5. 交渉術:示談で有利に進めるための戦略

  • 内容証明郵便で請求する
  • 初回提示は相場よりやや高めに設定
  • やりとりは書面主体で残す
  • 相手の態度から増減要因を分析
  • 妥協案(分割・接触禁止誓約など)を準備
  • 専門家を代理人に立てる

6. 契約書・示談書の注意点と法的安全性

示談成立後は、必ず書面化してください。

  • 金額・支払方法・期限を明記
  • 追加請求を防ぐ条項を盛り込む
  • 違約時の取り決めを加える
  • 可能なら公正証書化で強制執行も可能

7. よくある質問 Q&A

Q1:一度だけの不貞でも請求できる?
A:可能。
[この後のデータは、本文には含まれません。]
PR #1227, opened 2015-12-05
Streamline generic x86 ABI incl. some fixes

kinke:


rainers:
LGTM.
Is there an issue with adding the patch https://github.com/ldc-developers/ldc/pull/1168#issuecomment-162257833 to this PR?

kinke:
> Is there an issue with adding the patch #1168 (comment) to this PR?

Not really, it would just need the `callingConv()` signature changes from your commit https://github.com/rainers/ldc/commit/3e36652c2cc2016d1c7dd8ff7229678671fa1706. I thought I'd better leave this to you in #1168, but I can obviously also put it in here.

kinke:
It'd be nice if someone could verify the OSX x86 tests with this (I don't have an OSX VM, and no Apple products at all ;)).

smolt:
@kinke - I'll give it a test drive on OSX

kinke:
Thx Dan!

smolt:
I am getting a Segmentation fault now for -m32 runnable/cppa.d.  I'll take a look...

gen/abi-aarch64.cpp
```diff
@@ -17,7 +17,8 @@
 #include "gen/abi-aarch64.h"
 
 struct AArch64TargetABI : TargetABI {
-  llvm::CallingConv::ID callingConv(LINK l) {
+  llvm::CallingConv::ID callingConv(llvm::FunctionType *ft, LINK l,
```
smolt: I think callingConv() here is a hangover from before it was virtual.  I think it can be removed because it returns CallingConv::C like everybody else now.  Would it be ok to do in this PR (kinda unrelated)?

kinke:
@smolt: It's been a continuous WIP, so I don't know which commit you actually tested. ;) The last one now works for me with Linux x86. Note that we expect Clang to be used on OSX, that's what makes OSX interesting.
I'll remove the superfluous AArch64 override once it's green.

smolt:
It was the second to last: e7f26a9

smolt:
I'll update to last commit 54ceb2490adae2992b23e1560acdbb7c358c2ace and run tests again before I start debugging.

kinke:
Thx, that sounds good. My Win64 dmd-testsuite tests are also successful with that commit.

kinke:
Dammit, I missed the complex numbers. Will take another round at least ;)

smolt:
The segfault in runnable/cppa.d happens when Dmain returns.  Stack must be off.  I'll track it down later.

kinke:
Thx, I'll head off to bed. Looking good otherwise.

smolt:
The failed test in runnable/cpp.d is D using sret on a C++ struct, while clang++ says to return directly in registers.  Its this function:
```
struct S13707
{
    void* a;
    void* b;
    this(void* a, void* b)
    {
        this.a = a;
        this.b = b;
    }
}

extern(C++) S13707 func13707();
```
I read clang source, peeked at ItaniumCXXAB.cpp and TargetInfo.cpp.  According to `ItaniumCXXABI::classifyReturnType()`, the struct return is indirect if there is either a nonTrivialDestructor or nonTrivialCopyConstructor.  The test struct `S13707` has neither of these.  Our `TargetABI::isPOD()` almost works for OSX except for the hasCtor clause.  A little edit and OSX -m32 runnable/cppa will pass:

```D
bool TargetABI::isPOD(Type *t, LINK l) {
  t = t->toBasetype();
  assert(t->ty == Tstruct);
  StructDeclaration *sd = static_cast<TypeStruct *>(t)->sym;
  // the C++ definition of PODs excludes structs with constructors
  //return sd->isPOD() && !(l == LINKcpp && hasCtor(sd));
  return sd->isPOD();
}
```

I would guess Linux would have the same issue, but CI shows it passing.  Hmmm.  Maybe this needs an OSX unique change.

kinke:
Thx Dan. I thought it'd be a common C++ definition, but apparently it isn't. The constructors are needed for the MSVC++ definition. gcc/g++ on Linux apparently returns **all** aggregates (except for cfloat, according to our code) via sret, so it doesn't make a difference on Linux.

smolt:
clang++ I think is default on FreeBSD now.  I targeted some clang supported OSes and looked at IR to see what happens on `func13707()`:

OS     | IR
--------|---
darwin | `define i64 @_Z9func13707v()`
linux    | `define void @_Z9func13707v(%struct.S13707* noalias sret %agg.result)`
freebsd | `define i64 @_Z9func13707v()`
netbsd | `define void @_Z9func13707v(%struct.S13707* noalias sret %agg.result)`
openbsd | `define i64 @_Z9func13707v()`
dragonflybsd | `define i64 @_Z9func13707v()`

smolt:
I think we will need some sort of C++ abi thingie based on targeted OS.

kinke:
Horrible. One more reason to hate 32-bit code, and love the 2 clearly defined ABIs with no additional calling convention nuances for x86_64 (Win64, System V). ;) Thanks for checking!

kinke:
I've slightly extended your table (clang is indeed very helpful here):

OS     | POD | With ctor
--------|---|---
darwin | directly | directly
linux    | sret | sret
windows-msvc | directly | sret
freebsd | directly | directly
netbsd | sret | sret
openbsd | directly | directly
dragonflybsd | directly | directly

So MSVC (same for x64) is a special case here wrt. C++ structs with ctors. Linux and NetBSD seem pretty conservative by not using regs at all when returnings structs.

kinke:
Merging this eagerly to pave the way for #1168.

smolt:
We forgot all about Solaris.  It should be handled like Linux.

kinke:
Confirmed, thanks for pointing that out - will be fixed shortly.

PR #1229, opened 2015-12-08
Replace ubiquitous gIR->context by an implicit conversion of *gIR

kinke:


kinke:
Well, I love it, I've really come to hate `gIR->context()`. But we don't need to agree on everything. ;)

kinke:
And it's not like I absolutely want it either. ;) I just did some counting:

* `*gIR`: used in 177 lines
* `gIR->ir`: 150 lines
* `gIR->module`: 114
* `gIR->[^(ir|module)]`: 149 lines

`gIR->context()` is used almost exclusively as argument, that's what made the implicit conversion handy. I agree that it doesn't feel 100% correct conceptually in that it is implicitly convertible to its module's context instead of the module itself; it just so happens that the context is used in 60% more lines (I thought the number would be even much higher).

PR #1230, opened 2015-12-11
x86 ABI: Fix Solaris regression and work around MSVC byval alignment issue

kinke:


smolt:
I inspected the solaris IR generated for cppa.d and retested OSX 32-bit, passes.  Looks good.

PR #1232, opened 2015-12-13
Mark most GEPs `inbounds` and add additional param attributes

kinke:


gen/tocall.cpp
```diff
@@ -531,7 +531,7 @@ bool DtoLowerMagicIntrinsic(IRState *p, FuncDeclaration *fndecl, CallExp *e,
     assert(bitmask == 31 || bitmask == 63);
     // auto q = cast(size_t*)ptr + (bitnum >> (64bit ? 6 : 5));
     LLValue *q = DtoBitCast(ptr, DtoSize_t()->getPointerTo());
-    q = DtoGEP1(q, p->ir->CreateLShr(bitnum, bitmask == 63 ? 6 : 5), "bitop.q");
+    q = DtoGEP1(q, p->ir->CreateLShr(bitnum, bitmask == 63 ? 6 : 5), true, "bitop.q");
```
kinke: Not sure about this being a legal `inbounds`.

ir/irclass.cpp
```diff
@@ -373,7 +373,7 @@ llvm::GlobalVariable *IrAggr::getInterfaceVtbl(BaseClass *b, bool new_instance,
                                    : 1];
       LLType *targetThisType = thisArg->getType();
       thisArg = DtoBitCast(thisArg, getVoidPtrType());
-      thisArg = DtoGEP1(thisArg, DtoConstInt(-b->offset));
+      thisArg = DtoGEP1(thisArg, DtoConstInt(-b->offset), true);
```
kinke: Not sure about this one either.

klickverbot: Should be fine, this is the same as http://llvm.org/docs/LangRef.html#prefix-data, right?

gen/tocall.cpp
klickverbot: The intended semantics for the intrinsics are not really defined in any detail in the upstream docs, but I guess it should be fine.

kinke:
The 2nd commit adds `nonnull` attributes for the `this`/`nestedContext` implicit params, and `dereferenceable<N>` for D `ref`/`out` params.

gen/functions.cpp
```diff
@@ -141,27 +144,30 @@ llvm::FunctionType *DtoFunctionType(Type *type, IrFuncTy &irFty, Type *thistype,
...
     if (arg->storageClass & STClazy) {
       // Lazy arguments are lowered to delegates.
       Logger::println("lazy param");
       auto ltf = new TypeFunction(nullptr, arg->type, 0, LINKd);
       auto ltd = new TypeDelegate(ltf);
       loweredDType = ltd;
-    } else if (!passPointer) {
+    } else if (passPointer) {
+      // ref/out
+      attrs.addDereferenceable(loweredDType->size());
```
kinke: `getTypeAllocSize(DtoType(loweredDType))` doesn't work here as some LL types seem opaque.

ir/irclass.cpp
kinke: Yep, looks similar. The docs also state that the pointer must only point somewhere into the 'object' (whatever that exactly is), not exclusively to its start, so this should be fine.

gen/functions.cpp
klickverbot: That's strange, but I guess we'll roll with it for now.

PR #1233, opened 2015-12-14
Update druntime and remove additional VS2015 .lib from config file

kinke:
The required lib is now referenced as defaultlib in druntime's `msvc.c` if druntime is built with VS 2015, see https://github.com/ldc-developers/druntime/pull/47.

### DIFF
--- a/runtime/CMakeLists.txt
+++ b/runtime/CMakeLists.txt
@@ -193,11 +193,6 @@ endif()
 # Create configuration files.
 #
 
-# Add a lib required by VS 2015+ when building LDC with VS 2015+.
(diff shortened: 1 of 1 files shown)


smolt:
Looks pretty straightforward.

kinke:
It is. ;) Just wasn't sure whether I should mention the druntime commits in this commit's msg.

smolt:
I do like when submodule changes are summarized, but it is also easy enough to look at the submodule commits diffs (which I did).  And I almost always build against latest ldc branches anyway unless I am doing a "cleanroom" build.

kinke:
Oh I've just figured that your ARM commits have already been merged, so it's really just Rainer's commit. Merging.

PR #1238, opened 2015-12-20
Prepare DtoCallFunction() for runtime function calls

kinke:
By also taking `DValue*` args, not just `Expression*`s.

### DIFF
--- a/gen/tocall.cpp
+++ b/gen/tocall.cpp
@@ -208,18 +208,16 @@ static void addExplicitArguments(std::vector<LLValue *> &args, AttrSet &attrs,
 
 ////////////////////////////////////////////////////////////////////////////////
 
-static LLValue *getTypeinfoArrayArgumentForDVarArg(Expressions *arguments,
-                                                   int begin) {
+static LLValue *
+getTypeinfoArrayArgumentForDVarArg(const std::vector<DValue *> &argvals,
+                                   int begin) {
   IF_LOG Logger::println("doing d-style variadic arguments");
   LOG_SCOPE
 
   // number of non variadic args
   IF_LOG Logger::println("num non vararg params = %d", begin);
 
-  // get n args in arguments list
-  size_t n_arguments = arguments ? arguments->dim : 0;
-
-  const size_t numVariadicArgs = n_arguments - begin;
+  const size_t numVariadicArgs = argvals.size() - begin;
 
   // build type info array
   LLType *typeinfotype = DtoType(Type::dtypeinfo->type);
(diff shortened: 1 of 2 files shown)


kinke:
A first step towards calling runtime functions with the `DtoCallFunction()` machinery. What's still missing:

1. Right now, we only have a LL function for each runtime function. We'll need to keep the associated `TypeFunction*` around too in order to create the `DValue* fnval` argument for `DtoCallFunction()`.
2. Replace all direct LL function calls by `DtoCallFunction()` calls, using `DValue*` args instead of LL args etc.

JohanEngelen:
Nice that you are working on the follow-up to #1208 !
I was thinking about adding a map to gen/runtime.h from functionstringname -> (llvm::Function, TypeFunction).

gen/tocall.cpp
```diff
@@ -1009,3 +980,34 @@ DValue *DtoCallFunction(Loc &loc, Type *resulttype, DValue *fnval,
 
   return new DImValue(resulttype, retllval);
 }
+
+DValue *DtoCallFunction(Loc &loc, Type *resulttype, DValue *fnval,
+                        Expressions *arguments, llvm::Value *retvar) {
+  TypeFunction *const tf = DtoTypeFunction(fnval);
+
+  const size_t numArguments = arguments ? arguments->dim : 0;
+  std::vector<DValue *> argvals(numArguments);
```
JohanEngelen: Perhaps you can use llvm::SmallVector here (number of arguments is usually small I'd think).

gen/tocall.cpp
```diff
@@ -204,18 +204,16 @@ static void addExplicitArguments(std::vector<LLValue *> &args, AttrSet &attrs,
 
 ////////////////////////////////////////////////////////////////////////////////
 
-static LLValue *getTypeinfoArrayArgumentForDVarArg(Expressions *arguments,
-                                                   int begin) {
+static LLValue *
+getTypeinfoArrayArgumentForDVarArg(const std::vector<DValue *> &argvals,
```
JohanEngelen: Instead of taking a std::vector&, you can use llvm::ArrayRef.

kinke:
I'm not a huge fan of `llvm::ArrayRef` due its missing support for initializer lists in LLVM 3.5 (and 3.6?) and I doubt a `llvm::SmallVector` provides any measurable performance benefit over a single small heap allocation (size known a priori, elements are pointers only, each `DValue` arg allocated on the heap as well iirc), but I can still be persuaded. ;)

I still need to figure out how to structure the logging, as the args are currently evaluated outside the `DtoCallFunction` logger scope.

JohanEngelen:
Yeah, forget about my comments :)

redstar:
Rebase on ltsmaster and merge?

kinke:
Finally rebased incl. taking care of logging.

PR #1239, opened 2015-12-22
Fix a few compiler warnings.

JohanEngelen:
This fixes a few compiler warnings, and tries to simplify the structure of a few #if constructs.

### DIFF
--- a/gen/abi-x86.cpp
+++ b/gen/abi-x86.cpp
@@ -49,9 +49,8 @@ struct X86TargetABI : TargetABI {
     case LINKwindows:
       return ft->isVarArg() ? llvm::CallingConv::C
                             : llvm::CallingConv::X86_StdCall;
-    default:
-      llvm_unreachable("Unhandled D linkage type.");
     }
+    llvm_unreachable("Unhandled D linkage type.");
   }
 
   std::string mangleForLLVM(llvm::StringRef name, LINK l) override {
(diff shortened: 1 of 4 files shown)


gen/abi-x86.cpp
```diff
@@ -49,9 +49,8 @@ struct X86TargetABI : TargetABI {
     case LINKwindows:
       return ft->isVarArg() ? llvm::CallingConv::C
                             : llvm::CallingConv::X86_StdCall;
-    default:
-      llvm_unreachable("Unhandled D linkage type.");
```
smolt: it doesn't seem there should be a warning for this as all return paths are covered.  Which compiler issues a warning?

JohanEngelen: clang on OS X.
It warns that all enum cases are covered, and so you don't need/want a default statement. My reasoning for my fix is that, if something is added to the LINK enum, we would get a compiler warning instead of a runtime error.

smolt: I too am using OS X, clang with Xcode 7.  I don't get that warning, hmmm..
But I like your reasoning.

smolt:
There are a bunch of unused variable/function warnings too for stuff only used in assert.  Like `checkVarValueType()` in value.cpp.  Does it make sense to wrap some of these like:

```c++
#if !defined(NDEBUG)
static bool checkVarValueType(LLType *t, bool extraDeref) {
...
}
#endif
```

JohanEngelen:
I think we should try to aim for -Werror, within reason. It's a pity that the compiler sees "assert" as unused stuff though. I'm not sure about removing those functions in release builds. I always build with debug on (it turns out), and so I may accidentally commit code that will not build in release mode if I happen to start using that function. Don't know a better solution though.

smolt:
Me too on -Werror.  There are enough warnings to sift through that it is sometimes hard to see when I make new ones.

JohanEngelen:
Merged this.

smolt:
Good note on -Werror.

PR #1240, opened 2015-12-22
A char may not be signed, use signed char

antonblanchard:
On PowerPC and ARM a char is unsigned. Fix a few places that
relied on it being signed.


smolt:
Since `istream::get()` returns an int, wouldn't that be better than signed char?  Or perhaps `auto`?

antonblanchard:
Sure, I'll re-spin the patch to use auto.

smolt:
thanks!

Issue #1119, opened 2015-09-25
0.16.0-beta1: Trivial program fails on FreeBSD


redstar:
Compiled ldc2 on FreeBSD 10 (PC-BSD 10.2) with statically linked LLVM 3.7.

A `Hello world` program fails with `object.Exception@/usr/home/kai/Build/LDC-BUILD/src/ldc/runtime/phobos/std/stdio.d(2390): Enforcement failed`.

Happens with LLVM 3.6, too.

    [kai@pcbsd-10] ~% ldc2 -version
    LDC - the LLVM D compiler (136253):
      based on DMD v2.067.1 and LLVM 3.7.0
      Default target: x86_64-unknown-freebsd10.2
      Host CPU: nehalem
      http://dlang.org - http://wiki.dlang.org/LDC
    
      Registered Targets:
        x86    - 32-bit X86: Pentium-Pro and above
        x86-64 - 64-bit X86: EM64T and AMD64

TheDharc:
same here FreeBSD 11-CURRENT, LLVM 3.7. the build works perfectly, i think the problem is building phobos.

PR #1248, opened 2016-01-09
FreeBSD: generate calls to _d_dso_registry (as expected by druntime).

redstar:
This fixes issue #1119.


redstar:
These are the only 2 places where the `global.params.is<OS>` variables are used. IMHO we should use the triple here and kill the `global.params.is<OS>` variables. Any other opinion?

ただし金額は低めになる傾向。

Q2:離婚しない場合の慰謝料相場は?
A:50〜100万円程度が多い。

Q3:請求された側の対応は?
A:事実確認・証拠精査・謝罪と減額交渉が重要。

Q4:慰謝料の時効は?
A:発覚から3年以内が原則。

まとめ

不貞慰謝料の金額は一律ではなく、「状況・証拠・交渉術」によって大きく変動します。適正な金額を得るには、準備と戦略が不可欠です。まずは専門家に相談し、内容証明など法的に有効な手段を活用することで、納得できる解決へと進むことができます。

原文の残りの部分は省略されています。